Al lavoro per il presente e soprattutto per il futuro del Pisa Sporting Club ma anche e soprattutto per quello di tutto il sistema calcio nazionale. Il Direttore Generale del Pisa Sporting Club Giovanni Corrado è intervenuto sui colonne de “Il Tirreno” e ai microfoni di “Punto Radio” per parlare della situazione attuale e delle prospettive in vista della possibile ripartenza del campionato. “Io parto da un principio: le stagioni andrebbero concluse sul campo giocando le partite che mancano. Per rispetto dei tifosi che hanno seguito la stagione, dei calciatori e di chi lavora nel calcio, per rispetto delle società che hanno investito e delle televisioni. E mi dispiace che qualcuno, quando si parla di cercare di ripartire, voglia contrapporre il desiderio di lavorare al diritto alla salute. Nessuno di noi ha sostenuto o sosterrebbe che bisogna giocare in assenza di condizioni sanitarie adeguate, non c’è nessuna contrapposizione da questo punto di vista. E’ dall’inizio della crisi che diciamo che vorremmo rigiocare quando sarà possibile“.

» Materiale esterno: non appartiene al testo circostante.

PR #93, opened 2018-01-18
fix: dev: Assigning a non-zero weight for each of the files in the cache to start eviction

abhishekdas99:
as per guava source code
https://github.com/google/guava/blob/master/guava/src/com/google/common/cache/LocalCache.java#L2623

the weight of individual items needs to be a positive integer to have that item eligible for eviction.


abhishekdas99:
Closed by https://github.com/qubole/rubix/commit/c87a144e10a6e383102ddf479ad8c70217b71d81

Ripartire anche perchè il calcio non è soltanto un gioco. “E’ un settore che porta oltre 1 miliardo di euro l’anno nelle casse dello Stato: soldi che servono per essere reinvestiti nella sanità, negli altri settori e anche negli altri sport. Per questo servirebbe una visione d’insieme della situazione del problema. E in questo senso la serie B sta mostrando un grande spirito unitario e propositivo, al netto di qualche singolo presidente che in questo momento sta facendo valere più  l’interesse personale che quello della categoria e del sistema. Per una neopromossa come il Pisa, se dovessi ragionare egoisticamente, annullare la stagione dal punto di vista sportivo potrebbe portare un’utilità anziché un danno perché saremmo sicuramente salvi. Ma la nostra mentalità è sempre quella di migliorarci“.